| What is needed |
Lines below that include "mark" are the answer; copy each one.

BEGIN Information

PR #17283, opened 2024-06-29
refactor(python): Explicitly mark `dependencies` module as private

stinodego:
This module is purely for our own use. It's not relevant for users, so let's explicitly mark that boundary.


stinodego:
I will close this and take a closer look at the overall module structure later.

END Information

| Worked solution |
refactor(python): Explicitly mark `dependencies` module as private
This module is purely for our own use. It's not relevant for users, so let's explicitly mark that boundary.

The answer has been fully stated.